India Online Food Delivery Market will be US$ 21.41 Billion by 2026, from US$ 4.66
Billion in 2020.India Online Food Delivery Industry will grow at a staggering CAGR of
28.94% during 2020-2026.

India online food delivery industry is going through a revolutionary phase. In recent


years, this market has shown huge prospects and attracted heavy investments. After
the US$ 250 Million new investment Zomato valuation was of US$ 5.4 Billion, up
from US$ 3.9 Billion in December last year. Similarly, its rival Swiggy is in advanced
stages of talks with SoftBank to invest up to US$ 450 Million into food delivery start-
up, which will peg its valuation to US$ 5 Billion. This is one of the few industries
which are growing with double digit CAGR. 

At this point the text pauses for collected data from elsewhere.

PR #2242, opened 2025-09-26
Separately control CPython versions in nightly CI

### LINKED ISSUE #2226: Upgrade Python 3.8 jobs against pip's main branch in nightly CI to Python 3.9
Pip dropped Python 3.8 and now those jobs are failing every day. We could still suport Python 3.8 with older pips until it goes EOL, I suppose.

sirosen:
The pip versions being tested are controlled via a JSON array passed as
a string. Use the same mechanism to pass CPython versions to test.

This allows PR builds to continue to test 3.8 (EOL) and 3.9 (EOL soon)
while nightly builds will only run on 3.10+ .

Resolves #2226

##### Contributor checklist

##### Maintainer checklist

### DIFF
--- a/changelog.d/2226.misc.md
+++ b/changelog.d/2226.misc.md
@@ -1,0 +1,2 @@
+The CPython versions tested in nightly CI runs are now separate from
+branch and PR CI, and don't include very old versions -- by {user}`sirosen`.
--- a/.github/workflows/ci.yml
+++ b/.github/workflows/ci.yml
@@ -15,6 +15,12 @@ on:
           to test against under CPython.
         required: true
         type: string
+      cpython-versions:
+        description: >-
+          A JSON string with CPython versions
+          to test against.
+        required: true
+        type: string
 
 concurrency:
   group: ${{ github.workflow }}-${{ github.event.pull_request.number || github.sha }}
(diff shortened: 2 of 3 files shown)


webknjaz (approved):
Alright.. This is fine short-term but what I *really* want is to push matrix definitions *out* of the reusable workflows so the reusable workflow would only have one job with one python/os/arch combo. This worked really well for `reusable-tox.yml` and we should work towards moving in the direction of the same style.

When this is done, we'd be able to control pairs of pip+python more granularly, on the calling side.

changelog.d/2226.misc.md
```diff
@@ -0,0 +1,2 @@
+Narrow the CPython versions tested in nightly CI runs and separate these from
```
webknjaz: non-imperative plz?

sirosen: :+1: I'll fix it up.

sirosen:
> This is fine short-term but what I really want is to push matrix definitions out of the reusable workflows so the reusable workflow would only have one job with one python/os/arch combo.

This sounds like a wonderful longer term solve. Let's queue it up as something to work on.

I'm not a huge fan of the current solution, but I saw it as the shortest path towards healthier CI. (And this was listed for 7.5.1 so I wanted to choose either "put in a relatively easy solution" or "explicitly move it to 7.5.2".)

PR #2254, opened 2025-10-28
🧪 Set up CI to rerun failed tests verbosely

webknjaz:
This is useful for getting detailed troubleshooting clues. The snippet is adopted from my other projects.

##### Contributor checklist

##### Maintainer checklist

### DIFF
--- a/changelog.d/2254.contrib.md
+++ b/changelog.d/2254.contrib.md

Online food delivery works on two delivery types i.e., Aggregator & Cloud Kitchen.
The Food Aggregators allow consumers to compare and order their meals from
different restaurants through a single app. It is more prevalent in India than Cloud
kitchens as cloud kitchens are commercial facilities purpose-built to produce food
specifically for delivery. Factors that are propelling India's online delivery market are
changing lifestyle and eating habits. Hectic schedule and growing disposable income
in India push people towards ready-to-eat food at a cheaper rate.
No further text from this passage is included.